Unter Kashmiriyat versteht Sheikh Abdullah, der sich in Habitus und Rhetorik fast als Allegorie dieses Kaschmiritums stilisiert, eine Geisteshaltung der besonderen Art: Diese Geisteshaltung soll sich aus den von Toleranz, Pietismus und Mystizismus geprägten Hindu- und Muslimtraditionen des Hochtals ableiten; dieses Kaschmiritum ist in der Lage nicht nur die religiösen Grenzen zwischen Hindus und Muslimen, sondern alle ethnischen, kulturellen oder historischen Grenzen zwischen den einzelnen Bevölkerungsteilen des so ausgedehnten ehemaligen Königreichs zu transzendieren. Damit verkörpert Sheikh Abdullah ein überethnisches Ideal, das in weiten Teilen auch von anderen Gruppen, etwa den Hindus in Jammu und den Buddhisten in Ladakh noch geteilt wird.
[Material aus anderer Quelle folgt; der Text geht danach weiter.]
PR #5684, opened 2021-01-12
[cli] Formatting fixes for `startDevServer()` and npm error messages

TooTallNate:
* Adds error link when `startDevServer()` throws ENOENT
 * Make `npm` not installed error formatting consistent with `startDevServer()` version
 * Fixes "double error message printing" for non-ENOENT `startDevServer()` errors, as seen in the screenshots below

### Before

Clipboard 2021-10-01 at 4 12 43 PM

### After

Screen Shot 2021-01-11 at 4 21 10 PM

### DIFF
--- a/packages/now-cli/src/util/dev/server.ts
+++ b/packages/now-cli/src/util/dev/server.ts
@@ -887,7 +887,7 @@ export default class DevServer {
         })
         .catch(err => {
           this.updateBuildersPromise = null;
-          this.output.error(`Failed to update builders: ${err.message}`);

Die Verbindlichkeit dieses zwar von den Muslimen des Hochtals ausgehenden, aber auch für andere Bevölkerungsgruppen annehmbaren Ideals zeigt sich indirekt in der Form der politischen Auseinandersetzung: Die Massenkampagnen der National Conference, ebenso wie ihrer Gegner, bedienen sich zwar aller klassischen, "Gandhianischen" Agitationsformen, aber sie bleiben eben deshalb auf das Prinzip der Gewaltlosigkeit verpflichtet. Kommt es bei diesen, nie exakt zu kontrollierenden hochtalweiten Auseinandersetzungen zu Gewaltausbrüchen zwischen Demonstranten und Polizisten oder indischen Armeeeinheiten, so lassen sich diese immer lokalisierten Gewaltausbrüche rasch eindämmen. Keine der Parteien greift zum Mittel des politischen Attentats; es werden keine Angriffe auf indische Truppen oder politisch-administrative Mitläufer der von Delhi gestützten Provinzregierungen durchgeführt. Keine Partei oder Agitationsbewegung greift zum Mittel der Erpressung, Entführung oder Autobombe. Zugleich verhindert das Bekenntnis zu einem eigenen kulturellen und zugleich universalen Erbe die Besetzung von Moscheen und Sufi-Schreinen. Denn solche Besetzungen liefen Gefahr, die indischen Truppen zur Belagerung und Zerstörung solcher Heiligtümer zu provozieren. (A. Lamb 1991: 322-341)
Die Grundlage für einen bewaffneten Konflikt und damit für einen Ausschluss von Verhandlungslösungen wird allerdings zu Beginn der 80er Jahre gelegt. 1982 stirbt Sheikh Abdullah, die Kontrolle über die Nationale Conference geht jetzt, bis auf den heutigen Tag, auf den weit weniger angesehenen und kompetenten Sohn Abdullahs, auf Faruk Abdullah, über. Wesentlich ist, dass Faruk zunächst von Indira und Rajiv Gandhi, später aber auch von der Lok Dal-Regierung V. P. Singhs und schließlich der Congress-Regierung unter Narasinha Rao systematisch desavouiert und geschwächt wird. Die National Conference hat seit 1987 durch ihr Zusammengehen mit dem Congress und durch Wahleinschüchterungen und -manipulationen inzwischen soweit an Ansehen verloren, dass sie das inter-ethnische Ideal des "Kaschmiritums", des Kashmiriyat, nicht länger aufrecht erhalten kann. Sie beginnt ihre Autorität bei den Muslimen im Hochtal fast vollständig einzubüssen. Es entsteht jetzt, seit Ende der 80er Jahre, die erste militante Aufstandsbewegung, die "Jammu and Kashmir Liberation Front" (JKLF), die von nun an das Ideal des Kashmiriyat weiterträgt und zunächst für den bewaffneten Kampf für ein geeintes und unabhängiges Kaschmir eintritt.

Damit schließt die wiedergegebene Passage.